We define Geospatial Inquiry as:
Asking and answering a question through the analysis and communication of data that is linked to a geographic location on, above, or near Earth. These data are often represented visually via maps and explored with geospatial technologies such as ArcGIS Online.
Geospatial Inquiry involves analysis of geospatial data:
- Geo: of or pertaining to Earth
- Spatial: of or pertaining to space
- Data: facts and statistics collected together for reference or analysis
Geospatial Inquiry includes multiple phases, but it is a continual process and does not necessarily begin or end at any one point. Sometimes, a Geospatial Inquiry starts with a digital map that includes some points, lines and polygons, or “layers”. These layers are tied to a great deal of data, facts and statistics. Because they are tied to locations on Earth, these data can be displayed in a geographic information system (GIS), like ArcGIS online.

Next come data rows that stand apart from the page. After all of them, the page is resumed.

PR #99, opened 2026-04-26
docs(spec): external MCP client (RFC)

sdc53:
Design doc for adding MCP-client capability to Bifrost — the symmetric counterpart to the existing `mcp_server/` package.

Filing as docs-only so the conversation has a stable URL to anchor on. Companion feature issue will be filed referencing this doc.

**TL;DR:** Reuse `integrations` + `oauth_providers` + `configs`, add a `kind` discriminator and one new `external_mcp_tools` cache table. `resolve_agent_tools()` gains a fourth source. Two-layer access control: Bifrost grants AND remote scopes.

First question in the spec is whether this is already on your roadmap — answer that first if so and I'll align rather than duplicate.

If green-lit I'd build the whole thing as a single feature PR (open question if you'd prefer it split, noted at the end of the spec).

### DIFF
--- a/docs/superpowers/specs/2026-04-25-external-mcp-client-design.md
+++ b/docs/superpowers/specs/2026-04-25-external-mcp-client-design.md
@@ -1,0 +1,87 @@
+# External MCP Client (RFC)
+
+**Date:** 2026-04-25 · **Status:** Draft
+
+Bifrost serves MCP via `mcp_server/`. This proposes the symmetric **client** capability: register external MCP servers as integrations and let Bifrost agents call their tools.
+
+## First question: is this already on your roadmap?
+
+Asking before describing the design — if you've already got something in flight or have a different shape in mind, point me at it and I'll align rather than duplicate.
+
+## Problem
+
+`resolve_agent_tools()` in `agent_helpers.py` builds an agent's toolset from three sources: system tools, workflows, delegated agents. All in-process. There's no path to call a tool hosted on an external MCP server.
+
+The MCP ecosystem has produced a lot of useful servers in the last six months (M365 Admin, Slack, Atlassian, Salesforce, plus vendor and homegrown ones). An operator today has to mirror each as Bifrost workflows — which doesn't scale, a 77-tool server is 77 mirrored workflows — or skip Bifrost and use Claude Desktop / Code directly. SpireTech has a concrete forcing example: an MCP server fronting HaloPSA with granular per-integration permissions. We want Bifrost agents to call it without standing up a parallel agent stack.
+
+## Design
+
+**Data model — extends existing tables, no parallel infra:**
+
+```sql
+ALTER TABLE integrations
+  ADD COLUMN kind VARCHAR(50) NOT NULL DEFAULT 'standard';
+-- 'standard' (today's behavior) | 'external_mcp'
+
+CREATE TABLE external_mcp_tools (
+    id UUID PRIMARY KEY DEFAULT gen_random_uuid(),
+    integration_id UUID NOT NULL REFERENCES integrations(id) ON DELETE CASCADE,
+    name VARCHAR(255) NOT NULL,
+    qualified_name VARCHAR(511) NOT NULL,    -- e.g. 'halopsa.list_tickets'
+    description TEXT,
+    input_schema JSONB NOT NULL,
+    last_seen_at TIMESTAMPTZ NOT NULL DEFAULT NOW(),
+    UNIQUE (integration_id, name)
+);
+```
+
+OAuth credentials reuse `oauth_providers`. Base URL goes in `configs`. Per-agent grants either reuse `agent.tools` if it can be made polymorphic, or add a small association table.
+
+**Code surface (~1.5k LOC):** new `api/src/services/mcp_client/` (Streamable-HTTP client wrapper, catalog sync, dispatch, registration validation), a new ORM + alembic migration, ~30 lines added to `resolve_agent_tools()` for a fourth source, ~40 lines in `agent_executor.py` to branch dispatch on tool kind, new endpoints under `/integrations` for catalog refresh, plus `ExternalMcpForm.tsx` and a tweak to `AgentToolPicker.tsx`.
+
+**Run-time flow:** LLM emits `tool_use` with `name="halopsa.list_tickets"`, executor sees the qualified-name prefix, dispatches via the MCP client (which gets a token from `oauth_provider`'s existing client_credentials helper, reuses it until expiry, posts the tool call), result is normalized to the same envelope as a workflow tool result. Errors become tool-call errors, not fatal run errors.
+
+**Audit:** each call logs `(agent_run_id, integration_id, tool_name, status, duration)` via the same path workflow tools use, with `tool_kind="external_mcp"`.
+
+## Access control — two layers, either can deny
+
+| Layer | Question | Where |
+|---|---|---|
+| Bifrost | Can THIS agent invoke THIS tool? | per-agent grant, checked at `resolve_agent_tools` time |
+| Remote MCP server | Can THIS credential perform THIS scope? | the remote's own policy — returns 403 / tool error |
+
+A misconfiguration on either side is caught by the other. The remote server is treated as untrusted (responses validated against declared schema, size capped, timeouts enforced) but its tool definitions are trusted for naming/schema.
+
+## Non-goals
+
+Streamable HTTP only (no SSE/stdio). No tool-call streaming back through the LLM. No per-user OAuth-on-behalf-of (integration credentials are shared across agents that use it, same as today). Bifrost is a consumer, not a registry/proxy of other MCP servers.
+
+## Security highlights
+
+Encrypted-at-rest credentials reuse `oauth_providers.encrypted_client_secret` — no new crypto path. Token refresh via the existing `oauth_token_refresh` scheduler. Optional `MCP_CLIENT_ALLOWED_HOSTS` env var to restrict outbound destinations. Default 256 KB result cap, 30 s wall-clock per call (overridable per-integration via `configs`). Touches the executor, agent helpers, and audit log → expects manual sensitive-paths review per CONTRIBUTING.md.
+
+## Migration / compat
+
+`kind` defaults to `'standard'`, existing integrations unchanged. `external_mcp_tools` is purely additive. API responses gain a `kind` field; clients that ignore unknown fields are unaffected. Reversible.
+
+## Alternatives considered
+
+- **Mirror each remote tool as a workflow.** Doesn't scale; remote tool changes become workflow PRs.
+- **Single dispatcher tool** (`mcp_call(server, tool, args)`). Collapses N tool schemas into one, LLM can't reason about specific tools at planning time, breaks per-tool grants.
+- **Delegate to Anthropic's `mcp_servers=` parameter on `messages.create`.** Requires public exposure of every MCP server, locks tool dispatch into Anthropic's infra, bypasses Bifrost's grant gate. Could be a future per-integration fall-back option for operators who don't want to host the client.
+
+## Open questions
+
+1. `kind` column shape — plain VARCHAR vs normalized table vs JSON metadata. I'd default to plain.
+2. Per-org vs per-deployment registration — `integration.organization_id` (existing) seems right but want to confirm for multi-tenant deployments.
+3. Catalog refresh — manual button + ~24h scheduled, per-integration or global?
+4. Polymorphic `agent.tools` vs new association table — depends on whether the existing `Tool` model already wants a discriminator.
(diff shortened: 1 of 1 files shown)


sdc53:
Companion feature request: jackmusick/bifrost#100

jackmusick:
**Edit (cleaning up my stream-of-consciousness reply):** Trying to land the actual architectural concern more clearly.

This was on my roadmap and I like the data-model approach. Before I green-light, I want to surface a risk that I think is the real blocker, and ask for your take on it.

### What I think the actual value is

Reading this back, I don't think the value of this RFC is "MCP-the-protocol" — it's **catalog reuse**. Mirroring 77 HaloPSA tools as 77 workflows doesn't scale, and an MCP-aware client lets us inherit a vendor's catalog without that toil. That part I want.

### The risk I keep landing on

Bifrost integrations are **system-first**: org-scoped or global, headless agents, scheduled runs, no UI primitive for "your token expired, please re-consent." That model assumes credentials are configured once and refresh in the background.

Most useful vendor MCP servers (Slack, GitHub, M365 Admin, Atlassian, Notion) are **user-first**: per-user OAuth, interactive consent, the protocol leans into elicitation/sampling/etc.

Looking at how Copilot Studio, M365 Copilot Chat, Claude.ai, Cursor, and VS Code handle this — there's a remarkably consistent pattern: **admin enables the MCP server at the org level, then each user OAuths individually**. None of them have a "this tool is interactive-only" flag; tools are uniformly callable and the runtime just 401s if the wrong auth is attached. Headless only works with service-principal/managed-identity credentials.

So the architectural question I keep running into: **if we build the service-account-only version of MCP-as-client now, how do we extend it to per-user later without a refactor?** Specifically:

1. **Single point of configuration.** We'd want admins to configure external MCP servers once (URL, scopes, allowed tools), the same way they configure integrations today. How do you envision a user-auth tier overlaying that config without a separate registration path?

2. **Gating user-MCP from system contexts.** If a tool requires user auth, what happens when a scheduled agent or webhook-triggered agent tries to use it? Is the right answer "tools have an auth-context tag and the dispatcher refuses to bind them in non-interactive flows" — or do we just expect operators to know the rules and accept runtime 401s?

3. **Or: a third scoping layer.** Today integrations scope is `global → org`. A future where it becomes `global → org → user` would let a user-scoped MCP tool override an org-scoped one in chat contexts only. That feels right philosophically (matches the two-stage gate pattern in Copilot/Claude/Cursor) but it's a meaningful refactor of the integration model. **I'd genuinely value your thoughts on this** — does that scoping model make sense as a forward path, and what would the disposition rules be?

### What I'm asking

If you can sketch even a rough answer to (1) and (2) — or push back on (3) — I'd green-light. The thing I want to avoid is building a system-first MCP client now that we'd architecturally regret when (not if) the per-user MCP requirement shows up. If we agree on the auth-tier model upfront, the implementation can ship in stages.

Genuinely want to collaborate — the design itself is solid, I just want to make sure we build it on a foundation that survives the user-auth requirement we're definitely going to face.

sdc53:
Thanks — these are genuinely the right questions and I had to back up and rethink. You're right that lumping MCP into "always service-account" hides a real use case I have on the roadmap.

**Real forcing example:** SpireTech's Tech Support agent needs to combine HaloPSA results (service-account — halopsa-mcp's job) with SharePoint Copilot Graph search results, where Microsoft Graph filters results by the calling user's permissions. Using a service principal there is either useless (no SharePoint membership) or scary (Application permissions that bypass per-document ACLs). The whole point of Copilot search is the personalized result ranking — it needs the calling user's identity. So per-user delegation isn't a v2 nice-to-have; it's required for the integration to be correct.

**Proposed: admit both auth modes as configuration on the integration**, not as separate features:

- `auth_mode = 'client_credentials'` — admin sets up one credential per integration; every agent run uses it. Works in chat / scheduled / webhook contexts equally. (halopsa-mcp case.)
- `auth_mode = 'authorization_code'` — admin sets up the OAuth app once; each user does a one-time consent at `/integrations/{id}/connect`; per-user refresh tokens stored in a new `user_external_mcp_credentials` table. (SharePoint case.)
- *Optional, opt-in per integration:* `service_user_id` — a designated Bifrost user whose tokens are used as the fallback when the integration's `auth_mode=authorization_code` but the agent run has no caller (schedule/webhook). Disabled by default to avoid the "use the admin's super-token" foot-gun. Useful when you want an automated agent to query M365 as a dedicated service identity that has its own license + scoped permissions, rather than re-using a real user's token.

**The four concerns become:**

**1 & 2 (admin-vs-user, scheduled agents):** solved at the integration level. Service-mode tools always work. Per-user-mode tools require user context — `resolve_agent_tools()` filters them OUT when the agent run has no caller, *unless* the integration has a `service_user_id` configured. Avoids the anti-pattern: the agent's tool list reflects what auth context is actually available.

**3 (mid-chat re-auth):** solvable when Bifrost owns the chat UI. Dispatch returns a structured `needs_reauth` error with a `reauth_url`; the chat UI renders an inline reconnect button. Microsoft's refresh-token flow handles the silent path for non-expired refresh tokens. **You're right this does NOT solve the case where a third-party chat client uses Bifrost as an MCP server and Bifrost is delegating to another external server** — the third-party chat has no language for "this tool's downstream needs reauth." That genuinely is a v2 problem (or maybe never), but it's a separate deferral from the per-user delegation itself: per-user works fine for Bifrost-owned chat surfaces and for Bifrost agents driven from any context with a known user identity.

**4 (philosophical):** the SharePoint case is concrete proof that there's value beyond chat. A scheduled-or-chat-driven agent that needs to query M365 (or Salesforce, or any other vendor that ships an MCP server with delegated auth) gets to do it without us reimplementing search-with-permissions ourselves. That's not a "chat-client niche."

I'd plan to update the spec PR with this — the `auth_mode` column, the `user_external_mcp_credentials` table, the optional `service_user_id`, the executor's user-context plumbing, and the tool-availability filter for non-chat agent runs. The non-trivial bit is making `agent_executor` pass `current_user_id` through to dispatch — that touches the existing tool-dispatch contract, so worth flagging as a sensitive-paths change up front.

Per-user delegation needs to be in v1 in some form (full per-user, service-user fallback, or both — happy to follow your preference on which). Deferring it to v2 would mean the SharePoint integration class can't ship at all, and from what I'm seeing across the vendor MCP ecosystem (M365, Atlassian, Salesforce — all delegated by default) that's a significant chunk of the value.

Open to:
- Both per-user AND service-user (most flexible; users get personalized results in chat, schedules still work)
- Per-user only (cleanest; scheduled agents simply can't use SharePoint-class tools)
- Service-user only (simpler implementation; loses the personalized-results benefit in chat)

Strong preference any direction?

jackmusick:
Worked through this from a different angle and want to push back on the shape, not the goals.

**Don't put this on `integrations`.** The only thing it actually shares with a standard integration is OAuth. `integrations.get()` doesn't apply (MCP OAuth resource indicators differ from the underlying API's, so the credential isn't reusable outside MCP). Configs don't apply (the server URL is the integration, not a knob). Entity ID and data provider don't apply (multi-tenancy lives inside the protocol). `kind`-on-Integration means hiding most of the row most of the time, and every future Integration change has to ask "does this apply to MCP-kind too?" forever.

New top-level entity, own tab. Reuse is service-layer (`oauth_provider.py`, the OAuth provider editor widget extracted into a shared component), not schema-layer. `OAuthProvider.integration_id` is already nullable so this works without changes there.

**Drop the service slot.** Looked at the actual ecosystem — M365, Notion, Atlassian, GitHub, Halo's own Copilot Studio docs — vendor MCP servers are universally `authorization_code`. None implement `client_credentials`. Copilot's three OAuth modes (Discovery / Dynamic / Manual) are all delegated; Manual just means "the server's discovery is broken, paste URLs by hand."

Autonomous-run support comes from a *shared* delegated connection: admin OAuths once (ideally as a dedicated `bifrost-service@company.com` account, not personal), those tokens become the fallback. Two independent flags at connect time:

- ☐ Available in user chat (fallback for users who haven't connected)
- ☐ Available to autonomous agents (schedules, webhooks)

Both unchecked = personal use only; chat users without their own connection get prompted. Schema should be shaped to admit a service slot later if `client_credentials` MCP servers actually emerge, but don't design for it now.

The popup needs to state the consequence in user terms: *"users will read and modify resources visible to {your name}'s account — recommended only for dedicated service accounts, not personal accounts."* Not "delegated credentials shared."

**Per-org-only, no global.** Vendor MCP servers are inherently customer-scoped. Global is a footgun. `organization_id IS NULL` cascade pattern stays available for the rare non-tenant case if it ever shows up.

**Catalog is per-connection, not per-server.** Most servers scope `tools/list` by granted scopes, and per-org URL overrides mean different orgs can point at different deployments. Per-server caching either shows tools that 403 at dispatch or misses tools that exist.

**Server template + per-org connection.** Server carries auth params (token_url, scopes, audience, redirect URL), no secrets. Connection carries client_id, client_secret, optional per-param overrides, the two flags. Discovery-first at server creation (`/.well-known/oauth-authorization-server`, `/.well-known/oauth-protected-resource`); falls back to manual fields when discovery fails or returns wrong values.

**Bifrost won't ship a curated catalog of templates.** Maintenance, curation, and versioning aren't businesses I want to be in. Server templates round-trip through the manifest like every other entity, so users can share their working configs without us owning them.

**Per-user tokens get their own table.** `oauth_tokens.user_id` exists but it's for SSO (Bifrost user signing into Bifrost), not delegated API tokens. Different lifecycle, different concern.

**Other things worth nailing:**
- Streamable HTTP only, via the MCP SDK's `streamablehttp_client`. No SSE, no stdio.
- Redirect URL is deterministic per Bifrost deployment, displayed at server creation, registered once in the vendor's app config. No save-then-go-back loop.
- Webhook-triggered agents are strict (autonomous = no per-user token lookup). Permissive signed-user-claim path is documented and deferred.
- Publish-time validation: warn unmissably when a chat-only tool is on a schedulable agent, don't block.
- Standard-Integrations UX cleanup (org list without data provider, per-org overrides as first-class) is a separate change and isn't blocking this.

If the entity-not-discriminator reframe lands for you, please update the PR with the four tables (server, connection, per-connection catalog, per-user tokens), the auth resolution table, and the connect-popup wording. If you'd rather keep `kind`-on-Integration for some reason I haven't surfaced, happy to hear it — but the SDK / config / entity-id arguments all point pretty hard at "this isn't an integration."

Once we're aligned on the spec, fine with this shipping as a single feature PR. Executor user-context plumbing is the right place to flag for sensitive-paths review.

sdc53:
Reframe lands. Pushed back internally and couldn't — the SDK / config / entity-id arguments are hard to dispute, and once server-template and per-org-connection are separate concepts, trying to fit both into a `kind`-discriminated `integrations` row is where my original spec was leaning on the discriminator hardest.

Concretely agreeing with: new top-level entity, drop `client_credentials`, two-flag connection model + shared `bifrost-service@` account as the autonomous fallback, per-org connections only, per-connection catalog, server template + connection split, per-user tokens in their own table, streamable HTTP only, no curated catalog of templates.

I mocked up the screens (sidebar placement, MCP Servers list, server template + discovery form, connection edit with the two flags + the popup wording per your text, per-user My Connections, agent tool picker with auth-context badges, chat reauth, auth-resolution flow, schema sketch) to validate end-to-end. Three things came up while drawing it that I'd want to nail down before code lands — they can go in the v2 spec, not a separate round-trip:

1. **Server template scope.** Platform-level row, or per-org with `NULL = visible-to-all` (cascade pattern)? Manifest round-trip is cleaner with platform-level; cascade is cleaner if customers will fork templates per-org. Either works.
2. **Per-user token row.** Thin FK to `oauth_tokens`, or its own row carrying consent metadata (last-consent, granted scopes, reauth deadline)? The chat reauth UX needs "expiring soon" semantics, which argues for the richer row.
3. **URL override location.** Default URL on the template + optional override on the connection (my read), or set always at connection? Your text confirms per-org overrides; just want to lock whether the template carries a default.

**Status / handoff:** no code yet, just spec analysis. This is core Bifrost surface that you'll live with longer than I will — I'm genuinely happy to defer to you on driving the implementation if you'd prefer. Let me know either way.

Independently, I have downstream Copilot / SharePoint agent work I'd like to start tomorrow regardless of who picks up the upstream piece, so timing-wise: if you want to drive this, a quick yes/no helps me sequence around it. If I don't hear back I'll post a v2 of the spec per your reframe in the next day or two — including my best-guess answers to the three above — and pause before any code so the schema can lock first.

sdc53:
v2 spec posted as #176 — adopts your reframe, answers the three open questions, flags one additional decision (client_credentials v1 support for the halopsa-mcp forcing example) for your input. Starting implementation tomorrow regardless of review timing per the prior comment; schema can still adjust before code lands if you flag anything.

jackmusick:
Closing as superseded by #176 (the v2 spec, merged 2026-05-03) per your own note in both #176 and #177. The historical RFC stays preserved in the PR record; substantive review continues on #177.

For example, perhaps we open a map that displays data from the Center for Disease Control. We see that each layer on the map is represented by points, lines, polygons, and/or images which represent features such as individuals who display symptoms of a disease, healthcare facilities, and roads and waterways. Because we are in an online environment, we can zoom, pan, and click around the map to EXAMINE GEOSPATIAL DATA. We begin to wonder why the features appear where they do. As we explore further and click on individual features on the map, we realize that each feature often has a lot more information associated with it than meets the eye. Some features have several attributes, or characteristics attached to them. For example, a point could represent a health clinic, but upon closer inspection, may include data about the total number patients treated within a certain time period, their ages, their symptoms, diagnoses, treatments and mortality rates. We can see this by displaying the attribute table that is associated with the feature. We begin to ASK QUESTIONS and look for patterns and relationships in the data. For example, we might wonder if there is a relationship between the occurrences of malaria and proximity to standing water. With a question in mind, we can begin to ANALYZE AND INTERPRET GEOSPATIAL DATA. We can filter the data to only display malaria cases. Then we can calculate how many instances of malaria occurred within a certain distance to a body of water. Armed with this information as evidence for our claim about this relationship, we are able to display the data for any intended audience, ARGUE FROM EVIDENCE, share our findings with stakeholders, receive feedback and REVISE our ARGUMENT as new evidence becomes available. At any given point along this geospatial inquiry, more QUESTIONS may arise, and we may need to ANALYZE AND INTERPRET additional GEOSPATIAL DATA in order to make an informed decision or better understand whatever we may be investigating.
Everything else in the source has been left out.